A terrifying tragedy brought a load of shame that the State will take long to live down.

February 2, 2000. The day that is indelibly etched in my memory. The day the trumpeted three millennia-old culture and civilisation of Tamil Nadu were betrayed by devils incarnate masquerading as human beings. The day on which monsters in men's clothing set fire to a bus carrying innocent girls, blocked their desperate efforts to escape from the raging inferno, and saw to it that three of them were burnt alive. All in gory protest at the conviction of the leader of a political party by the court of the land in a criminal case. A terrifying tragedy which brought a load of shame that the State will take long to live down.

There is a dominant reason why I shrink from recalling the date. Sometime in the afternoon on that day, the 90-year old statesman, C. Subramaniam, rang me up asking me to meet him at his residence without delay. He had come to know of the gruesome incident but I was unaware. I found him in deep anguish, almost writhing in agony. He shared with me the news of the outrage, and wanted a public expression of the shock and grief and a demonstration of the sympathy of the people for the bereaved families.

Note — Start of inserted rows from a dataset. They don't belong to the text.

PR #646, opened 2021-11-29
Improve FetchedInstanceStatus logs

cgillum:
I was debugging a customer issue and noticed that it would be really nice if the _FetchedInstanceStatus_ log event had more information. This PR adds the following columns:

* **ExecutionId**: We already had this column, but it was always empty. This PR populates it with whatever execution ID we actually found in table storage.
* **RuntimeStatus**: This column is new and includes the status of the found orchestration instance or "NotFound" if none was found. This is helpful for debugging issues related to dedupe or for simply verifying what the status of an instance really is.

This is just a quality-of-life improvement for debugging.

### DIFF
--- a/src/DurableTask.AzureStorage/Tracking/AzureTableTrackingStore.cs
+++ b/src/DurableTask.AzureStorage/Tracking/AzureTableTrackingStore.cs
@@ -424,9 +424,9 @@ namespace DurableTask.AzureStorage.Tracking
         {
             return this.FetchInstanceStatusInternalAsync(instanceId, executionId: null, fetchInput: false);
         }
-
+#nullable enable
         /// <inheritdoc />
-        async Task<InstanceStatus> FetchInstanceStatusInternalAsync(string instanceId, string executionId, bool fetchInput)
+        async Task<InstanceStatus?> FetchInstanceStatusInternalAsync(string instanceId, string executionId, bool fetchInput)
         {
             if (instanceId == null)
             {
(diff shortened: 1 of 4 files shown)


src/DurableTask.AzureStorage/Tracking/AzureTableTrackingStore.cs
```diff
@@ -424,9 +424,9 @@ public override Task<InstanceStatus> FetchInstanceStatusAsync(string instanceId)
         {
             return this.FetchInstanceStatusInternalAsync(instanceId, executionId: null, fetchInput: false);
         }
-
+#nullable enable
         /// <inheritdoc />
-        async Task<InstanceStatus> FetchInstanceStatusInternalAsync(string instanceId, string executionId, bool fetchInput)
+        async Task<InstanceStatus?> FetchInstanceStatusInternalAsync(string instanceId, string executionId, bool fetchInput)
```
davidmrdavid, line 429: Since we're enabling nullable references for this method, could we use that to also rule-out `instanceId` being null? I'm asking since there's a check in line 431 for whether `instanceId` is null

src/DurableTask.AzureStorage/Tracking/AzureTableTrackingStore.cs
```diff
@@ -441,24 +441,30 @@ async Task<InstanceStatus> FetchInstanceStatusInternalAsync(string instanceId, s
...
+            {
+                orchestrationState = await this.ConvertFromAsync(tableEntity);
+            }
+
             this.settings.Logger.FetchedInstanceStatus(
                 this.storageAccountName,
                 this.taskHubName,
                 instanceId,
-                executionId ?? string.Empty,
+                orchestrationState?.OrchestrationInstance.ExecutionId ?? executionId ?? string.Empty,
```
davidmrdavid, line 456: Just for my own learning, what's the difference between `orchestrationState.OrchestrationInstance.ExecutionId` and `executionId`?

Also, while I realize this is slightly outside the scope of this PR, I would appreciate if this difference could be made explicit in the code either via a comment or by renaming the variables slightly :)

davidmrdavid (approved):
LGTM but I've also left some non-blocking questions and suggestions

src/DurableTask.AzureStorage/Tracking/AzureTableTrackingStore.cs
cgillum: Since I'm limiting the scope of nullable reference types for just this method, we're not able to use it to check whether any callers of this method are potentially passing a null value for `instanceId`. We'd need to expand the scope of nullable reference types to include all callers of this method, which I didn't want to do for this small PR.

That said, your comment reminded me that we should put a nullable annotation on the `executionId` parameter since callers usually pass `null` here.

src/DurableTask.AzureStorage/Tracking/AzureTableTrackingStore.cs
amdeel: The executionId off of orchestrationState is the result returned from the table query. While in theory it should be the same as executionId, the parameter passed in, its not actually used in the table query so orchestrationState.ExecutionId would be the actual value. I think this is fine personally. You could make an argument for it being redundant, but I really don't think someone reading this code would need a comment.

cgillum: Now that you mention it, we don't actually use `executionId` at all in this method! I'll just remove it. I think the original idea was for it to be a filter parameter, but it's clearly not being used for this. Since I'm removing it, I might also increase the scope of the nullable reference types too.

src/DurableTask.AzureStorage/Tracking/AzureTableTrackingStore.cs
cgillum: Update on this comment: I'm actually removing `executionId` since it's not being used. Regarding `instanceId`, we never expect it to be null so I don't want to add a nullable annotation to it. However, we still need to guard against a null value since public APIs are feeding into this method and we can't guarantee that those external callers are not passing in null values.

Issue #596, opened 2021-08-23
TaskHubWorker to implement IHostedService


cgillum:
This would make it easier for .NET developers to host `TaskHubWorker` instances in [.NET background worker](https://docs.microsoft.com/aspnet/core/fundamentals/host/hosted-services#ihostedservice-interface) projects. It also more closely aligns DTFx with modern .NET design patterns.

In terms of implementation, this shouldn't be very difficult. It's mostly a matter of adding `StartAsync` and `StopAsync` overloads that take a `CancellationToken` parameter. As part of this, we could consider passing down these cancellation tokens to inner StartAsync and StopAsync calls.

PR #647, opened 2021-11-30
Implement IHostedService interface for TaskHubworker

ChenglongLiu:
A draft PR of adding IHostedService  implement in TaskHubworker #596

### DIFF
--- a/src/DurableTask.Core/TaskHubWorker.cs
+++ b/src/DurableTask.Core/TaskHubWorker.cs
@@ -20,13 +20,14 @@ namespace DurableTask.Core
     using System.Threading.Tasks;
     using DurableTask.Core.Logging;
     using DurableTask.Core.Middleware;
+    using Microsoft.Extensions.Hosting;
     using Microsoft.Extensions.Logging;
 
     /// <summary>
     ///     Allows users to load the TaskOrchestration and TaskActivity classes and start
     ///     dispatching to these. Also allows CRUD operations on the Task Hub itself.
     /// </summary>
-    public sealed class TaskHubWorker : IDisposable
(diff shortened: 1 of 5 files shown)


src/DurableTask.Core/TaskHubWorker.cs
```diff
@@ -170,8 +182,8 @@ public async Task<TaskHubWorker> StartAsync()
                     this.logHelper);
 
                 await this.orchestrationService.StartAsync();
```
ChenglongLiu, line 184: the `orchestrationService` also should implement `IHostedService` to support cancel token

cgillum (commented):
These changes seem fine to me and I'm glad to see the public API get a bit more modernized. Some of the duplication around the StopAsync implementations seem unfortunate, but I understand that it's probably hard to reuse some of the existing logic.

ChenglongLiu:
> These changes seem fine to me and I'm glad to see the public API get a bit more modernized. Some of the duplication around the StopAsync implementations seem unfortunate, but I understand that it's probably hard to reuse some of the existing logic.

ChenglongLiu:
> /azp run

A small update of the while loop. @cgillum your last `/azp run` didn't run successfully. Are there any restrictions on branch names?

```
Azure Pipelines could not run because the pipeline triggers exclude this branch/path.
```

jviau:
I would encourage to add this and other integrations into `Microsoft.Extension` ecosystem in a separate package(s). Something like `DurableTask.Extensions.*`. As these should be optional enhancements and DTFx should not force these dependencies on consumers unless they want it.

cecilphillip:
@ChenglongLiu  Did this end up somewhere else?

To that end, he wanted to mobilise the academic community, the students and civil society, and asked me to contact the heads and student leaders of as many schools and colleges, and representatives of as many voluntary organisations as possible, requesting them to attend a meeting the next day at 3 p.m. to decide on the further course of action, taking account of the murderous depths to which politics had sunk.

He felt that the incident would stir the people to such an extent that they would turn up in unmanageable numbers filling the big auditorium of the Bharatiya Vidya Bhavan. I got in touch with about 40 academic institutions, students' unions and voluntary organisations requesting their presence.

Utter dejection

The nonagenarian leader who was not keeping well (he passed away before the end of the year on November 8, 2000) came 15 minutes before the scheduled time, expecting a huge crowd. Not one soul was there, except himself and myself, and by 3-30, the number trickling in was eight or so and they too were stray individuals with no representative character. After some desultory discussion, CS called off the meeting and went home in great despondency.

Even a few days before his death, CS was in utter dejection over this experience. Was this all that people of the State could rouse themselves to in reaction to an egregious atrocity?

After all, was this not a culture that gloried in stories of a king who found a creeper on the floor and left his chariot for its support, and another who ran his chariot over his own son as a punishment for the latter running over a calf and making the mother cow disconsolate?

NoT a word of regret

How come there was not a single word expressing regret, or condemnation, from the party leadership — and that too in a country of Mahatma Gandhi who called off a country-wide civil disobedience movement and confessed to committing a Himalayan blunder because a few participants in the movement burnt some constables alive in Chauri Chaura police station? Far from expressing contrition, how did the party and government establishment headed by someone with feminine sensibilities do everything possible to impede the course of justice?

Questions abound. However, for the moment, let us console ourselves that the perpetrators of the crime face the gallows.